Preprocess Flashcards
The 6 steps of CRISP-DM
- Business Understanding
- Data understanding
- Data preparation
- Modelling
- Evaluation
- Deployment
EDA GOAL
Frame hypothesis, visualies, discover patterns, spot anomalies
3 steps of EDA
- Generate questions
- Search for the answers with visualising, transforming, modelling.
- Refine/generate new questions with the answers
One-hot enconding
For each different value, a new feature is added and the values is either 1 or 0 for the feature.
Normalisation
KNN, SVM, gradient descent are affected by scale of data. Normalisation brings to center around 0. Kinda makes it normally distributed.
Standardisation
Use if the distribution is normal. Brings the data to the same range.
Discretisation
Bring continuous values to discrete. E.g. for decision tree you would need discrete values.
MAR
Missing data depends on other observed variables but not on the value of the missing data. e.g. missing income depends on the education level but not on the income itself.
MNAR
e.g. high income individuals are less likely to disclose their income. The missing data depends on the missing values.
DELETION
- When less than 5% contains missing values
- Or MCAR
The curse of dimensionality:
High dimensional data has irrelevant and redundant features. High correlation between features.
Filter FS
uses existing measures, no learning algorithm
Wrapper FS
Uses learning performance to train ML models many times
Embedded FS
Train the ML model once. Select features based on learned model.
Feature Raking
Evaluate features individually
rank features and select top-ranked feautres
Simple, efficient
But ignores feature interactions (it can select redundant features)
Feature Subset Selection
Iteratively evaluate the whole feature subset. Considers feature interactions and ahs better performance but is more expensive/complicated
SFS steps
- Start with emptey feature set
- Sequentially add the feature X that results in the highest value when combined with the current set.
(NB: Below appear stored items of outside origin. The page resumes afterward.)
PR #1911, opened 2026-08-18
Groups: send the publish notification after the event's data is saved

### LINKED ISSUE #1909: Groups: new-event email shows "Date: —" instead of the event date
The "new event published" email that goes out to all group members renders the date as GatherPress's em-dash placeholder instead of the actual event date:

```html
<!-- Date & Time -->
<p style="text-align: center;">
    Date: —		</p>

<!-- Venue -->

```

The venue block is empty for the same reason, and a featured image would be missing too.

Image

## Cause

`schedule_new_event_notification()` (`mu-plugins/wporg-groups-frontend/inc/notifications.php`) hooks `transition_post_status` and calls `Rest_Api::send_emails()` synchronously from there. `transition_post_status` fires from *inside* `wp_insert_post()` — before the caller has written any of the event's own data.

In the frontend create path, `persist_event()` (`mu-plugins/wporg-groups-frontend/inc/rest.php`) does:

1. `wp_insert_post( [ 'post_status' => 'publish', ... ] )` — fires the transition, sends the email
2. `Event::save_datetimes( ... )` — writes `gatherpress_datetime_*` meta
3. `sync_event_venue_terms()` / `set_post_thumbnail()`
4. `do_action( 'wporg_groups_frontend_event_saved' )` — recurrence meta and occurrence projection

So the email template's `Event::get_display_datetime()` reads datetime meta that does not exist yet and falls back to `Event::DATETIME_PLACEHOLDER` (`—`).

Not recurrence-specific — every event created through the frontend form is affected; I just noticed it on a recurring one. A wp-admin publish has the same shape, since the block editor's REST meta update also lands after `wp_insert_post()` returns.

## Steps to reproduce

1. Create and publish a new event from a group site's frontend form.
2. Open the caught mail (`http://localhost:1080` locally).
3. The body shows `Date: —` and no venue.

Confirmed on the event's post meta afterwards: `gatherpress_datetime_start` etc. are present, so the data saves fine — it's purely the send timing.

## Notes toward a fix

GatherPress core has no action or filter fired after an event's datetimes are saved (zero `do_action()` calls in `includes/core/classes/event/`), so there's nothing upstream to hook.

GatherPress does hit this exact problem itself and solves it by deferring to `shutdown` — see `Event\Setup::set_datetimes()` / `resolve_pending_datetimes()`, and the comment there ("This hook fires from inside `wp_insert_post()`, and every caller writes the meta afterwards"). Queueing the notification on `transition_post_status` and sending it on `shutdown` at a priority after that would fix every publish path. A narrower alternative is reordering `persist_event()` to insert as `draft` and flip to `publish` last, but that only covers the frontend path and has to stay ahead of `wporg_groups_frontend_event_saved`, which the recurring extension expects to run against an already-published post.

Existing unit coverage doesn't catch this because the tests call `schedule_new_event_notification()` directly rather than going through `wp_insert_post()`.

av3nger:
## Description

The "new event published" email that goes out to all group members rendered GatherPress's em-dash placeholder instead of the event date (`Date: —`), with an empty venue block and no featured image.

## Issue

The `schedule_new_event_notification()` hooks `transition_post_status` and called `Rest_Api::send_emails()` synchronously from there. Core fires that hook from inside `wp_insert_post()` - before the caller writes any of the event's own data. In the frontend path, `persist_event()` inserts with `post_status => 'publish'` first and writes datetimes / venue terms / online link / thumbnail afterwards; the wp-admin path has the same shape, since the editor's REST meta update also lands after `wp_insert_post()` returns. The email template therefore read datetime meta that did not exist yet.

## Fix

`transition_post_status` now only records the event ID (same guards as before). The actual send runs from a `shutdown` callback registered at `PHP_INT_MAX`. This is the same approach the #1909 suggests, and it fixes every publish path:

- **Frontend REST**: all of `persist_event()`'s writes complete long before shutdown.
- **wp-admin**: GatherPress resolves the editor's `gatherpress_datetime` meta in its own *default-priority* shutdown callback (`Event\Setup::resolve_pending_datetimes()`), so ours must run after it - that's what the `PHP_INT_MAX` priority guarantees (GatherPress registers at priority 10).

Fixes #1909.

Props vanyukov, bor0

1. On a group site, create and publish a new event from the frontend form - **select or create a venue**, and set a featured image if you want to check that too. (The email only prints a venue line when the event has one, so an event without a venue can't distinguish "broken" from "none set".)
3. Open the caught mail at http://localhost:1080. The body must show the real event date and the venue name - not `Date: —` with an empty venue block.
4. The sharper variant (what actually distinguishes this fix): save an event as a draft with one date, then publish it later with a **changed** date and venue. The caught mail must show the *new* date/venue, not the draft's.
5. Repeat via wp-admin: create and publish an event in the block editor. Same expectation - the mail carries the date the editor set (this path relies on GatherPress's own shutdown datetime resolver running before our sender).
6. Edit the published event and save - no second email may arrive.


gedex:
> The schedule_new_event_notification() hooks transition_post_status and called Rest_Api::send_emails() synchronously from there

Will this synchronously sending emails scale when there are ton of members on the group?

gedex:
When I tested this via "Create event" button

<kbd>image</kbd>

the emails were sent with proper datetimes:

<kbd>image</kbd>

however, when I tested it via the create event settings modal:

<kbd>image</kbd>

the emails don't have the datetimes set:

<kbd>image</kbd>

public_html/wp-content/mu-plugins/wporg-groups-frontend/inc/notifications.php
```diff
@@ -119,6 +119,46 @@ function schedule_new_event_notification( string $new_status, string $old_status
 		return;
 	}
 
+	pending_notification_queue( $post->ID );
+	add_action( 'shutdown', __NAMESPACE__ . '\send_pending_new_event_notifications', PHP_INT_MAX );
+}
+
+/**
+ * Request-static queue of event IDs awaiting their first-publish notification.
```
gedex, line 127: What is request-static means here?

av3nger: The `static $pending` below (line 134). I can replace it with just "Event IDs queued..." if that's easier to read

av3nger:
@gedex , I am not able to replicate the issue on my local setup. With the setting modal I still get correct emails

> Will this synchronously sending emails scale when there are ton of members on the group?

No, it won't. But it's a pre-existing issue, not introduced with this PR. Can be adjusted to use a batching pattern, similar to mu-plugins/groups/network-messaging.php, but I would do it as a separate task.

gedex:
> @gedex , I am not able to replicate the issue on my local setup. With the setting modal I still get correct emails

sorry i didn't mentioned this before. I was testing it on `production` branch. On the test, the issue happened only when sending emails via settings modal.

- Stop when the defined N amount of features is selected.
(works best when the optimal subset has a small N number of features)
SBFS steps
- start from the full set
- sequentially remove the feature X that results in the highets objective value
- Stop when a pre-defined number of features is selected.
(Works best when the N number of features is large)
Filter FC
Class. Accuracy: low, computational cost: low, generality: high
Embedded FC
Class. acc: medium, comp. cost: medium, Generality : medium
Wrapper FC
Class. acc: high, Comp. cost: high, Generality: low.
PCA
a mathematical procedure that linearly transforms
(possibly) correlated features into a (smaller) number of
uncorrelated features called principal components.
Goal is to achieve high data variance
What is data variance? Why higher variance?
Variance: squared deviations from the mean. Spread of your dataset. We want higher varaince because we want to retain as much informationa s possible.